Work item ▸
Each line starting at the one that contains "(=15 minutes). Specify" and ending at the one that contains "-v, not -v 1." must be returned exactly, and the rest of the listing is left out.

Task material ▸
Issue #4756, opened 2020-03-19
GHA buildbots need to coalesce commits for builds


steven-johnson:
Right now, the GHA buildbots fire off a new full test setup for every commit. We should put some slack into the system (e.g. 5 minutes) to allow for the "oops I forgot something" syndrome.

Alternately, would it be possible to set up an easy way to require manual triggering of builds? (eg a button on the PR page?)  This could be done via `curl` but that is not a reasonable solution.

abadams:
If they can trigger based on which reviewers are assigned, there's a user called "halidebuildbots" that you can assign reviews to. I created it when I was attempted to get our buildmaster to do the same thing.

abadams:
> [!NOTE]
> **Automated triage:** this issue was flagged by Claude as likely safe to close, for the reason below. The reasoning was checked against the current source, and a second pass tried and failed to refute it, but no human verified this specific text. **If the reason is wrong, please reopen the issue and say so** — some fraction of these are expected to be wrong.

**Reason (CLOSE_FIXED):** The ask was to avoid burning a full build on every intermediate push ("oops I forgot something"), or to allow manual gating. Every testing workflow now declares a `concurrency` group with `cancel-in-progress: true`, so a follow-up push immediately cancels the superseded run, and each job is gated on a `skip_buildbots` PR label plus `paths-ignore` filters.

**Evidence:** .github/workflows/testing-linux.yml:23-25 (concurrency/cancel-in-progress) and :32 (`if: "!contains(github.event.pull_request.labels.*.name, 'skip_buildbots')"`); same pattern in testing-windows.yml, testing-macos.yml, testing-arm-linux.yml, testing-ecosystem.yml, clang-tidy.yml, pre-commit.yml

Closing: superseded runs are now canceled automatically via `concurrency` + `cancel-in-progress: true` in every testing workflow, and a `skip_buildbots` label plus `paths-ignore` filters let you opt out entirely. That covers the "oops I forgot something" case without needing an artificial delay.

PR #4762, opened 2020-03-19
Fix incorrect deinterleave of a shuffle

abadams:
Bug was introduced by a recent PR

### DIFF
--- a/src/Deinterleave.cpp
+++ b/src/Deinterleave.cpp
@@ -329,7 +329,7 @@ private:
                 int idx = i * lane_stride + starting_lane;
                 indices.push_back(op->indices[idx]);
             }
-            return Shuffle::make({op}, indices);
+            return Shuffle::make(op->vectors, indices);
         }
     }
 };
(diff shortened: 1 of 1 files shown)


shoaibkamil:
Yikes.

abadams:
The GHA bots seem to have double-triggered. Perhaps they are also triggered by the approval?

steven-johnson:
yeah, I still haven't figured out what the cause for multi triggering

abadams:
Oh you're right, this dates back to the origin of this code but never triggered. I have a PR somewhere that changes this code but it hasn't been merged yet.

steven-johnson:
So the two presubmit runs are because we are triggering when a PR is "opened" and again when a PR is "review requested". I really need to figure out how to avoid this in general (see https://github.com/halide/Halide/issues/4756). 

AFAICT, there isn't a baked-in tool in GHA to avoid redundant actions like this (I've made inquiries to verify I didn't miss something). 

I'm sure I can hand-roll something (the info I need seems to be available) -- I didn't think it would be a deal-breaker before I landed it, but it looks like it's a more significant issue than I thought. I'll get to work on it straightaway.

PR #7193, opened 2022-11-30
Add a -v flag to generator_main()

steven-johnson:
This is a simple thing that just logs the path to all generated file(s) to stdout if `-v=1` is specified. It's intended for people running Generators directly from the commandline, and is intended as a more user-friendly alternative to HL_DEBUG_CODEGEN=1. No makefiles, etc specify it at present, but I anticipate using it in some tooling in the future.

Example usage:
```
$ resize_image_bilinear.generator_binary -v 1 -o /tmp -g resize_image_bilinear -n resize_image_bilinear_uint16 -f resize_image_bilinear_uint16 -e assembly,c_header,llvm_assembly,registration,static_library,stmt 'target=arm-64-android' 'input.type=uint16' 'output.type=uint16'
Generated file: /tmp/resize_image_bilinear_uint16.s
Generated file: /tmp/resize_image_bilinear_uint16.h
Generated file: /tmp/resize_image_bilinear_uint16.ll
Generated file: /tmp/resize_image_bilinear_uint16.registration.cpp
Generated file: /tmp/resize_image_bilinear_uint16.a
Generated file: /tmp/resize_image_bilinear_uint16.stmt
```

### DIFF
--- a/src/Generator.cpp
+++ b/src/Generator.cpp
@@ -672,6 +672,7 @@ gengen
      bugs and/or degenerate cases don't stall build systems. Defaults to 900
      (=15 minutes). Specify 0 to allow ~infinite time.
 
+ -v  If nonzero, log the path to all generated files to stdout.
 )INLINE_CODE";
 
     std::map<std::string, std::string> flags_info = {
@@ -683,6 +684,7 @@ gengen
         {"-o", ""},
         {"-p", ""},
         {"-r", ""},
+        {"-v", "0"},
         {"-t", "900"},  // 15 minutes
     };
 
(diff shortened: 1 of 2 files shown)


abadams:
Most tools would have verbosity given by `-v`, not `-v 1`. Is the issue that our argument parsing always expects an argument on every flag?

steven-johnson:
> Most tools would have verbosity given by `-v`, not `-v 1`. Is the issue that our argument parsing always expects an argument on every flag?

Yeah. I could special-case it for -v, though.

steven-johnson:
>  Most tools would have verbosity given by -v, not -v 1.

I took a stab at allowing -v and -d to omit the argument, but the problem is that there are cases that are somewhat tricky to parse: if the following `argv` starts with `-` (or there is no next value) then default to `1` is easy, but what if the next arg is the name of a GeneratorParam (which doesn't begin with `-`)? We don't have a set of valid GeneratorParam names at that point. So how should we parse each of the following:

```
generator -v target=host   # We don't know at flag-parsing time that `target=host` isn't meant as the value for -v
generator -v nonexistent_generator_param=foo # Ditto
generator -v 22=33 
```

In hindsight, we should have specified GeneratorParams via flags of some sort, but no way we are gonna change that now.

I'm not sure there's a clean way to resolve this without adding some path to extract the known GeneratorParam names at flag-parsing time, and while I could do that, it would be kinda fragile. LMK.

abadams:
bleh, Let's just stick with -v 1 then.

abadams (approved):

PR #7198, opened 2022-12-05
[xtensa] Added initial support for float16_t

Aelphy:


steven-johnson:
attn @zvookin for related non-xtensa work

steven-johnson:
LGTM

PR #7205, opened 2022-12-06
Fix issue with vector predicated comparison and select instructions.

zvookin:
Add start of RISC V simd_op_check test.


steven-johnson:
CMakeLists.txt needs updating, otherwise looks good pending green

steven-johnson (approved):

Issue #7208, opened 2022-12-07
Some powerpc simd ops aren't being generated


steven-johnson:
correctness_simd_op_check_powerpc hasn't been getting tested regularly and has bitrotted; there are several ops that simd_op_check_powerpc tests for that aren't getting generated. This is a tracking issue to note the breakage.

Issue #7207, opened 2022-12-07
simd_op_check tests should be runnable via crosscompilation without setting HL_TARGET


steven-johnson:
simd_op_check used to be a single monolithic test, which decided which architecture to run based on the value of HL_TARGET. We recently split the tests up into architecture-specific variants, but the logic for the right host config is still there, meaning that running (say) simd_op_check_arm on x86 does... nothing at all. 

The reasonable default should probably instead be to test one (or more) likely targets for that test (eg perhaps x86 should test several simd variants), and just skip the jit testing: it is still valuable to verify that the expected instructions are being generated.

abadams:
> [!NOTE]
> **Automated triage:** this issue was flagged by Claude as likely safe to close, for the reason below. The reasoning was checked against the current source, and a second pass tried and failed to refute it, but no human verified this specific text. **If the reason is wrong, please reopen the issue and say so** — some fraction of these are expected to be wrong.

**Reason (CLOSE_FIXED):** The request was that each architecture-specific simd_op_check test compile for a fixed list of targets regardless of `HL_TARGET`, and skip only the JIT-run portion when the host does not match. That is precisely how the tests work now.

**Evidence:** Commit 16421a7ae, "Revise simd_op_check tests to ignore HL_TARGET (#7207) (#7216)". Today `SimdOpCheckTest::main(argc, argv, targets_to_test)` (`test/correctness/simd_op_check.h:544-591`) loops over an explicit target list passed by each test (e.g. `test/correctness/simd_op_check_powerpc.cpp:137-148`, `simd_op_check_arm.cpp` bottom), and `can_run_code()` (`test/correctness/simd_op_check.h:104-120`) gates only the execution step on host compatibility. Running `correctness_simd_op_check_powerpc` on this x86 host compiles all eight PowerPC targets and prints `Success!`.

Closing: fixed by #7216 (commit 16421a7ae). Each simd_op_check test now takes an explicit list of targets (`SimdOpCheckTest::main(..., targets_to_test)` at `test/correctness/simd_op_check.h:544`) and ignores `HL_TARGET`, running the JIT check only when `can_run_code()` says the host matches.

PR #7211, opened 2022-12-07
Fix bitrot in PowerPC testing

steven-johnson:
(See #7208)

- DataLayout was wrong (and has been for a long time)
- simd_op_check_powerpc had errors. Some were easy to fix; the rest I commented out with a TODO since this backend doesn't appear to be in active use.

Your response ▸
      (=15 minutes). Specify 0 to allow ~infinite time.
 
+ -v  If nonzero, log the path to all generated files to stdout.
 )INLINE_CODE";
 
     std::map<std::string, std::string> flags_info = {
@@ -683,6 +684,7 @@ gengen
         {"-o", ""},
         {"-p", ""},
         {"-r", ""},
+        {"-v", "0"},
         {"-t", "900"},  // 15 minutes
     };
 
(diff shortened: 1 of 2 files shown)


abadams:
Most tools would have verbosity given by `-v`, not `-v 1`. Is the issue that our argument parsing always expects an argument on every flag?

steven-johnson:
> Most tools would have verbosity given by `-v`, not `-v 1`. Is the issue that our argument parsing always expects an argument on every flag?

Yeah. I could special-case it for -v, though.

steven-johnson:
>  Most tools would have verbosity given by -v, not -v 1.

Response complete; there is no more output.